Identification of DEGs in the EAC patients
To explore the variation of gene expression during BE to EAC, we downloaded datasets GSE26886 and GSE37200, and the DEGs between BE and EAC were analyzed, respectively (Figure 1A-D). Then, we sought for the overlapping DEGs between the two datasets, and found that 27 up- and 104 down-regulated genes were observed (Figure 1E-F).
GO and KEGG Pathway Enrichment Analysis
To explore the potential roles of DEGs between BE and EAC, GO and KEGG pathway enrichment analyses were performed. GO analysis showed that the up-regulated genes were mainly involved in biological processes (BP) associated with negative regulation of cell population proliferation, skeletal system development, blood vessel development, positive regulation of programmed cell death, and ossification (Figure 2A). In contrast, the down-regulated genes were mainly involved in BP associated with monocarboxylic acid metabolic process, digestion, thrombin-activated receptor signaling pathway, response to zinc ion, and cellular response to fluid shear stress (Figure 2B). These results indicated that the DEGs were highly associated with epithelial-mesenchymal transition (EMT) and nutrition. KEGG analysis indicated that the up-regulated DEGs were primarily enriched in Pertussis, IL-17 signaling pathway, cytokine-cytokine receptor interaction, ECM-receptor interaction, protein digestion and absorption, and Amoebiasis (Figure 2C); while the down-regulated genes were enriched in chemical carcinogenesis, Amoebiasis, drug metabolism-other enzymes, steroid hormone biosynthesis, bile secretion, glycerophospholipid metabolism, and inflammatory mediator regulation of trp channels (Figure 2D). These results demonstrated that the DEGs were highly involved in tumorigenesis.
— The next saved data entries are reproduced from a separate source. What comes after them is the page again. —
PR #12726, opened 2023-06-25
Fix: Fixed crash that would sometimes occur when navigating away from archives

hishitetsu:
image

**Resolved / Related Issues**
   Closes #issue...

**Validation**

### DIFF
--- a/src/Files.App/UserControls/InnerNavigationToolbar.xaml
+++ b/src/Files.App/UserControls/InnerNavigationToolbar.xaml
@@ -266,23 +266,23 @@
 						<MenuFlyout helpers:MenuFlyoutHelper.IsVisible="{x:Bind ViewModel.CanExtract, Mode=OneWay}" Placement="Bottom">
 							<MenuFlyoutItem
 								x:Name="ExtractSingle"
-								x:Load="{x:Bind ViewModel.IsMultipleArchivesSelected, Mode=OneWay, Converter={StaticResource BoolNegationConverter}}"
 								Command="{x:Bind Commands.DecompressArchive, Mode=OneWay}"
 								IsEnabled="{x:Bind ViewModel.CanExtract, Mode=OneWay, FallbackValue=False}"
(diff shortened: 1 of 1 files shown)


src/Files.App/UserControls/InnerNavigationToolbar.xaml
```diff
@@ -266,23 +266,23 @@
 						<MenuFlyout helpers:MenuFlyoutHelper.IsVisible="{x:Bind ViewModel.CanExtract, Mode=OneWay}" Placement="Bottom">
 							<MenuFlyoutItem
 								x:Name="ExtractSingle"
-								x:Load="{x:Bind ViewModel.IsMultipleArchivesSelected, Mode=OneWay, Converter={StaticResource BoolNegationConverter}}"
 								Command="{x:Bind Commands.DecompressArchive, Mode=OneWay}"
 								IsEnabled="{x:Bind ViewModel.CanExtract, Mode=OneWay, FallbackValue=False}"
 								KeyboardAcceleratorTextOverride="{x:Bind Commands.DecompressArchive.HotKeyText, Mode=OneWay}"
-								Text="{x:Bind Commands.DecompressArchive.Label}" />
+								Text="{x:Bind Commands.DecompressArchive.Label}"
+								Visibility="{x:Bind ViewModel.IsMultipleArchivesSelected, Mode=OneWay, Converter={StaticResource NegatedBoolToVisibilityConverter}}" />
```
yaira2, line 273: How does this fix the crash?

hishitetsu: The crash occurs when unloading this MenuFlyoutItem. I have used Visibility because I believe the crash is due to the timing overlap with the unloading of the parent AppBarButton.
Since there are only three items in the flyout and they are only loaded when manipulating the archive, I think there is little advantage to using x:Load to each MenuFlyoutItem.

yaira2 (approved):
LGTM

Identification of Key Modules by WGCNA
WGCNA analysis provides an overview of the transcriptomic organization, and the relationships between sets of genes with external, biological traits. To identify key modules related to clinical traits, WGCNA was performed by using GSE26886 dataset (Figure 3A). The power of β = 8 (scale-free R2=0.90) was selected as the soft thresholding parameter to construct a scale-free network (Figure 3B). Similar module clustering was constructed by using dynamic hybrid cutting (threshold = 0.25). A total of 25 modules were identified (Figure 3C). The results in Figure 3D showed that the grey module was the highest positive module correlated to EAC (R2 = 0.86,P = 2e-12) and was highly negative correlated to BE (R2 = 0.86,P = 2e-12). Figure 3E showed gene significance for BE and EAC in grey module.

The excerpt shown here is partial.